Impressions de Russie
La presse russe en
réflexion
Hugo Natowicz
© Hugo Natowicz
Vendredi 13 mai 2011
"Impressions de Russie" par Hugo Natowicz
La presse russe revient de loin. Pour illustrer son passé
soviétique trouble, le centre de photographie contemporaine
Fotodoc organise une exposition de clichés de l'agence TASS
refusés par la censure, intitulée "Neformat".

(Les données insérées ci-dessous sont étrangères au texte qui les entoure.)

Issue #619, opened 2016-01-03
Add GitLink Alias


gep13:
In the same way that we have GitReleaseManager, GitReleaseNotes and GitVersion aliases, we should really complete the set and add an alias for GitLink:

https://github.com/gittools/gitlink

All the command line arguments can be found here:

https://github.com/GitTools/GitLink/blob/develop/src/GitLink/HelpWriter.cs

ghuntley:
Can't wait - thanks for working on this.

gep13:
>@ghuntley said...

Les clichés recalés pèchent généralement sur un détail: ici,
une banderole du 1er mai est roulée en tube (une insulte pour le
slogan patriotique); là, des jeunes gens sont habillés à la mode
d'un Occident dont ils font implicitement la propagande, en
affichant un comportement qui frise la délinquance. Autre
exemple: un cliché montre que les travailleurs en liesse
descendus pour la manifestation sont encadrés par une rangée de
soldats. Inadmissible pour une armée présentée comme l'amie du
peuple, qui lui-même ne songerait pas un seul instant à s'en
prendre à l'ordre établi…
Où en est le journalisme russe en matière d'indépendance
vis-à-vis du pouvoir? Le thème est particulièrement sensible,
quand on sait que la vie de la société russe est rythmée par des
meurtres non élucidés de journalistes, comme celui d'Anna
Politkovskaïa, tuée de plusieurs balles à bout portant en 2006.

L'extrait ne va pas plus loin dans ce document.